Cass. 1e civ. 9 décembre 2010 n° 09-10.141 (n° 1131 FS-PBI), Destouesse Colman c/ SCP Bousquet

Dérogeant à la compétence exclusive du président du tribunal en matière d'expertise fondée sur l'article 1843-4 du Code civil, la Cour de cassation permet au conseiller à la mise en état de demander à l'expert désigné d'actualiser son rapport.

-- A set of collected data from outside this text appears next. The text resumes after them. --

PR #147, opened 2022-11-21
Add new AddMem phase

fodinabor:
This adds a `%mem.M` to all nominals, continuations, and their calls.

The basic algorithm is as follows:
- use `Scheduler` to provide the information in which lam a node is scheduled to
- traverse in a depth-first (pre-order!) manner through the graph
- whenever a new mem is introduced (rewritten), set the lam's current mem to the new mem
- always use the current mem from the lam a node is scheduled to instead of the input mem
- remember always to visit preexisting input mems first either way, so that the order of mem's set as current mem is respected

I haven't updated the tests yet, since I'm unsure if we want to enable this phase in all cases?
Also, I assume it will be needed at a different spot, not in codegen prepare, but before closure conversion?


NeuralCoder3:
> I haven't updated the tests yet, since I'm unsure if we want to enable this phase in all cases?
> Also, I assume it will be needed at a different spot, not in codegen prepare, but before closure conversion?

Yes, I think only closure conversion should call this phase as part of its preparation. ([Example](https://github.com/NeuralCoder3/thorin2/blob/ho_codegen/dialects/clos/clos.cpp#L151))
And maybe also new dialects with passes that make use of the new functionality.
Therefore, it should not be part of the default mem pipeline.

leissa:
I just looked briefly into the impl. So, I have the impression, that you want to consider one top-level scope at a time. You can use `ScopePhase` for this.
 
I intended the `RWPhase` for any kind of recursive rewriting - what you are also doing here, but you are duplicating the logic. `RWPhase` inherits from `Rewriter` and already provides a `Rewriter::map` method and checks whether sth is already inside. Sth like this:

```c++
class AddMem : public RWPhase {
    const* Def rewrite_structural(const Def* def) override {
        if (auto app = def->isa<App>()) {
            if (auto lam = do_stuff(app)) {
                auto arg = rewrite(app->arg()); // recurse
                auto new_lam = /*...*/; // make our own stuff here; s.a. Rewriter::rewrite_nom
                return world().app(new_lam, arg);
            }
        }
        
        return Rewriter::rewrite_structural(def); // continue recursing for everything else
    }
}
```

If we need a `ScopeRWPhase` it would probably a good idea to also provide this within `phase.h`. Either way, I'd really like to have a common code base for this typical recursive rewriting stuff.

thorin/pass/pass.cpp
```diff
@@ -46,14 +46,14 @@ void PassMan::run() {
     for (auto&& pass : passes_) world().ILOG(" + {}", pass->name());
     world().debug_dump();
 
+    for (auto&& pass : passes_) pass->prepare();
```
NeuralCoder3, line 49: what is the reason to move the prepare before the `analyzed` and `curr_state` initialization?
The main difference I see is if the preparation introduces new externals.

NeuralCoder3 (approved):

thorin/pass/pass.cpp
fodinabor: yeah exactly, that's been the motivation here.
If externals need to be changed, this PR does so by creating a new nom and marking the old one as internal and the new one as external...

dialects/mem/phases/rw/add_mem.h
```diff
@@ -5,23 +5,21 @@
...
 private:
     const Def* add_mem_to_lams(Lam*, const Def*);
     const Def* rewrite_pi(const Pi*);
     const Def* mem_for_lam(Lam*) const;
 
-    Scheduler& sched() { return sched_.back(); }
-
-    std::vector<Scheduler> sched_;
-    Lam* curr_external_;
+    Scheduler sched_;
```
leissa, line 22: This is what I thought, that switching to `ScopePhase` we only need one `Scheduler`. However, I still think that - if we traverse the program properly - we don't need the scheduler at all. We can discuss that tomorrow.

NeuralCoder3:
One issue I found were in non-function objects with function types:
```
⊥:.Cn .Idx 4294967296
```
is not rewritten but should become
```
⊥:.Cn [%mem.M, .Idx 4294967296]
``` 

The same holds for top.
More generally, all types at the expression level (e.g. higher-order dependent axioms) should probably be rewritten.

leissa:
Looks good to me. One question though: Why do we need `AddMemWrapper`? Can't we just put `AddMem` and `PassManPhase` in this order into a `Pipeline`?

fodinabor:
Yes, that is the goal. Thus far, the only way to add the phase from within the plugin system seemed to be adding a Pass wrapper, that can be added to the extension points.
I would assume #144 might make this superfluous.

NeuralCoder3:
> Yes, that is the goal. Thus far, the only way to add the phase from within the plugin system seemed to be adding a Pass wrapper, that can be added to the extension points.

In between, there were also (not merged) extension points for phases.
But the correct change will come with #144.

NeuralCoder3:
Yes, this seems to solve this issue even without forcing optimizations to remove the offending code.

There seems to be an issue (before and after) with empty arguments
```
:4294967295: error: cannot pass argument 
  '(_1799704, tup_pb)' of type 
  '[%mem.M, .Cn [%mem.M, [], .Cn [%mem.M, .Idx 4294967296, .Idx 4294967296]]]' to 
  '(aug_pow_else_1799738, aug_pow_then_1800406)#_1800528' of domain 
  '[%mem.M, .Cn [%mem.M, .Cn [%mem.M, .Idx 4294967296, .Idx 4294967296]]]'
```

This error occurs during the add mem phase but might also be reshape related.

leissa:
Is this a show stopper or can we merge?

NeuralCoder3:
> Is this a show stopper or can we merge?

We can merge. This seems unrelated.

Dans tous les cas où sont prévus la cession des droits sociaux d'un associé, ou le rachat de ceux-ci par la société, la valeur de ces droits est déterminée, en cas de contestation, par un expert désigné, soit par les parties, soit à défaut d'accord entre elles, par ordonnance du président du tribunal statuant en la forme des référés et sans recours possible (C. civ. art. 1843-4). Si, en vertu de ce texte, le président du tribunal a seul le pouvoir, à défaut d'accord des parties, de désigner un expert chargé de l'évaluation des droits sociaux, il ne fait pas obstacle à ce que l'actualisation du rapport soit confiée au même expert, en cause d'appel, par le conseiller de la mise en état. à noter

La compétence du président du tribunal pour désigner l'expert prévu par l'article 1843-4 du Code civil est exclusive (Cass. com. 30-11-2004 n° 03-13.756 et n° 03-15.278 : RJDA 3/05 n° 270 ; Cass. com. 9-2-2010 n° 09-10.800 ; voir toutefois Cass. 3e civ. 6-11-2002 n° 01-12.821 : Dr. Sociétés 2003 n° 65 note F. -X. Lucas, admettant la compétence du tribunal en sa forme collégiale). En conséquence, une cour d'appel ne peut pas valablement désigner cet expert (Cass. 1e civ. 25-11-2003 n° 00-22.089 : RJDA 5/04 n° 568 ; Cass. com. 30-11-2004 précité), pas plus qu'elle ne peut procéder à elle-même à l'évaluation (Cass. 1e civ. 25-1-2005 n° 01-10.395 : RJDA 5/05 n° 565). La première chambre civile de la Cour de cassation apporte ici une atténuation au principe en reconnaissant un certain pouvoir en la matière au conseiller de la mise en état devant la cour d'appel. Au cas particulier, un notaire associé d'une société civile professionnelle (SCP) s'en était retiré en raison d'une profonde mésentente avec les autres associés et un litige était né sur la valeur de rachat de ses parts. Un expert, désigné en application de l'article 1843-4, avait rendu son rapport en 1993 mais l'arrêté ministériel prononçant le retrait du notaire avait été publié deux ans plus tard alors que le litige était pendant devant la cour d'appel. Le conseiller de la mise en état avait alors demandé au même expert d'évaluer les parts de la SCP au jour de la publication de l'arrêté ministériel. C'est en effet à cette date que l'expert doit procéder à l'estimation en cas de retrait d'une SCP (Cass. 1e civ. 16-3-2004 n° 01-00.416 : RJDA 7/04 n° 852 ; Cass. 1e civ. 28-6-2007 n° 06-18.074 : RJDA 11/07 n° 1127, décisions rendues dans la même affaire que celle commentée). La solution va certes dans le sens d'une accélération du traitement du contentieux mais elle suscite des interrogations. Si on estime que la mission de l'expert de l'article 1843-4 prend fin au moment où il rend son rapport, lui demander une actualisation de ce dernier s'analyse en une nouvelle désignation qui, on l'a vu, n'entre pas dans les pouvoirs de la cour d'appel et encore moins dans ceux du conseiller à la mise en état. La première chambre civile ne vise ici que le cas où l'actualisation est demandée au même expert et la solution ne peut pas, à notre avis, être étendue au cas où un autre expert serait chargé de cette mission.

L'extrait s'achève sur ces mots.